*Work instructions*. In your reply, write out each entry exactly as given.

Saved data entries:
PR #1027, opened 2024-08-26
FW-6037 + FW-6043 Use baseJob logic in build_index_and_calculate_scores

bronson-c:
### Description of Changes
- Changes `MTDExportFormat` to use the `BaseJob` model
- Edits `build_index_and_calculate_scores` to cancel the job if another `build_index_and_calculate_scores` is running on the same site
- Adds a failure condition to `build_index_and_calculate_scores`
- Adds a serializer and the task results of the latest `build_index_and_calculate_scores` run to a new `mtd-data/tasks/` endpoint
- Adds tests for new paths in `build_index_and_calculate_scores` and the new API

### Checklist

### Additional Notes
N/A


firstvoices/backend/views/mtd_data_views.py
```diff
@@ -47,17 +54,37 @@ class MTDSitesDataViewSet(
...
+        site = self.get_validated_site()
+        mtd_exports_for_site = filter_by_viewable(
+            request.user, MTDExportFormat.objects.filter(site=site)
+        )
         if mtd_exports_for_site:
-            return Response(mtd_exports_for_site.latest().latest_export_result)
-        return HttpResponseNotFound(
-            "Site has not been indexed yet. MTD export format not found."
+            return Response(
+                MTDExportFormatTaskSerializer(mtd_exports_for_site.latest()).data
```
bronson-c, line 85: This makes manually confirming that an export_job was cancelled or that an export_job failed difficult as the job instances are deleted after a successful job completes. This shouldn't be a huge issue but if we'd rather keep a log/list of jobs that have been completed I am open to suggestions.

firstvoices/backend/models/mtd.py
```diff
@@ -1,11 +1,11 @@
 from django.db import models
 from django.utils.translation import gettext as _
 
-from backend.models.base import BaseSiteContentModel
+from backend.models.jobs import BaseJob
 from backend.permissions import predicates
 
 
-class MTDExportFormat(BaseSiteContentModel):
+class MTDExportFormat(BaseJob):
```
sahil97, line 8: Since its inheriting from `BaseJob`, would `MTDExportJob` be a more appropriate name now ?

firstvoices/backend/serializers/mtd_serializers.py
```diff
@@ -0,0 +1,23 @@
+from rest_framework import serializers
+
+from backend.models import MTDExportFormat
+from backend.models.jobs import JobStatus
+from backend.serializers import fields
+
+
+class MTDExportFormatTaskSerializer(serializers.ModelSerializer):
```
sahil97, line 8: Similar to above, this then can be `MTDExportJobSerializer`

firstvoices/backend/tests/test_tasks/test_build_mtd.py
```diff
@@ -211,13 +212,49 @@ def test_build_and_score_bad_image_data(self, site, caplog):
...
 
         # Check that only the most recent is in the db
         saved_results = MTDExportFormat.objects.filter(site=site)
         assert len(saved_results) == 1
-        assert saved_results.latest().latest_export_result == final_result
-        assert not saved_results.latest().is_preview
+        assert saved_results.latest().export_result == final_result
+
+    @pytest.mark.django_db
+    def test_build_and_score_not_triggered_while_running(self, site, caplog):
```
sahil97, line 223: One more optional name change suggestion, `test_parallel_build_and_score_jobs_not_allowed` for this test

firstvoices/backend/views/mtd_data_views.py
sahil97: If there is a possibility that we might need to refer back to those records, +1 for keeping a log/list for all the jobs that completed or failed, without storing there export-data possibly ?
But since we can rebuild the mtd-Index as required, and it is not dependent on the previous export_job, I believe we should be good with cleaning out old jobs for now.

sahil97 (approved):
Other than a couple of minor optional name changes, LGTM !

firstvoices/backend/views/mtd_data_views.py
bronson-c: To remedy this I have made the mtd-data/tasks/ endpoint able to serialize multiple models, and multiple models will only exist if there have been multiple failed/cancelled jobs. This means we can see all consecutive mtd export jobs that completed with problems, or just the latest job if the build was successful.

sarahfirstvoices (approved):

*Written reply*.
PR #1027, opened 2024-08-26
FW-6037 + FW-6043 Use baseJob logic in build_index_and_calculate_scores

bronson-c:
### Description of Changes
- Changes `MTDExportFormat` to use the `BaseJob` model
- Edits `build_index_and_calculate_scores` to cancel the job if another `build_index_and_calculate_scores` is running on the same site
- Adds a failure condition to `build_index_and_calculate_scores`
- Adds a serializer and the task results of the latest `build_index_and_calculate_scores` run to a new `mtd-data/tasks/` endpoint
- Adds tests for new paths in `build_index_and_calculate_scores` and the new API

### Checklist

### Additional Notes
N/A


firstvoices/backend/views/mtd_data_views.py
```diff
@@ -47,17 +54,37 @@ class MTDSitesDataViewSet(
...
+        site = self.get_validated_site()
+        mtd_exports_for_site = filter_by_viewable(
+            request.user, MTDExportFormat.objects.filter(site=site)
+        )
         if mtd_exports_for_site:
-            return Response(mtd_exports_for_site.latest().latest_export_result)
-        return HttpResponseNotFound(
-            "Site has not been indexed yet. MTD export format not found."
+            return Response(
+                MTDExportFormatTaskSerializer(mtd_exports_for_site.latest()).data
```
bronson-c, line 85: This makes manually confirming that an export_job was cancelled or that an export_job failed difficult as the job instances are deleted after a successful job completes. This shouldn't be a huge issue but if we'd rather keep a log/list of jobs that have been completed I am open to suggestions.

firstvoices/backend/models/mtd.py
```diff
@@ -1,11 +1,11 @@
 from django.db import models
 from django.utils.translation import gettext as _
 
-from backend.models.base import BaseSiteContentModel
+from backend.models.jobs import BaseJob
 from backend.permissions import predicates
 
 
-class MTDExportFormat(BaseSiteContentModel):
+class MTDExportFormat(BaseJob):
```
sahil97, line 8: Since its inheriting from `BaseJob`, would `MTDExportJob` be a more appropriate name now ?

firstvoices/backend/serializers/mtd_serializers.py
```diff
@@ -0,0 +1,23 @@
+from rest_framework import serializers
+
+from backend.models import MTDExportFormat
+from backend.models.jobs import JobStatus
+from backend.serializers import fields
+
+
+class MTDExportFormatTaskSerializer(serializers.ModelSerializer):
```
sahil97, line 8: Similar to above, this then can be `MTDExportJobSerializer`

firstvoices/backend/tests/test_tasks/test_build_mtd.py
```diff
@@ -211,13 +212,49 @@ def test_build_and_score_bad_image_data(self, site, caplog):
...
 
         # Check that only the most recent is in the db
         saved_results = MTDExportFormat.objects.filter(site=site)
         assert len(saved_results) == 1
-        assert saved_results.latest().latest_export_result == final_result
-        assert not saved_results.latest().is_preview
+        assert saved_results.latest().export_result == final_result
+
+    @pytest.mark.django_db
+    def test_build_and_score_not_triggered_while_running(self, site, caplog):
```
sahil97, line 223: One more optional name change suggestion, `test_parallel_build_and_score_jobs_not_allowed` for this test

firstvoices/backend/views/mtd_data_views.py
sahil97: If there is a possibility that we might need to refer back to those records, +1 for keeping a log/list for all the jobs that completed or failed, without storing there export-data possibly ?
But since we can rebuild the mtd-Index as required, and it is not dependent on the previous export_job, I believe we should be good with cleaning out old jobs for now.

sahil97 (approved):
Other than a couple of minor optional name changes, LGTM !

firstvoices/backend/views/mtd_data_views.py
bronson-c: To remedy this I have made the mtd-data/tasks/ endpoint able to serialize multiple models, and multiple models will only exist if there have been multiple failed/cancelled jobs. This means we can see all consecutive mtd export jobs that completed with problems, or just the latest job if the build was successful.

sarahfirstvoices (approved):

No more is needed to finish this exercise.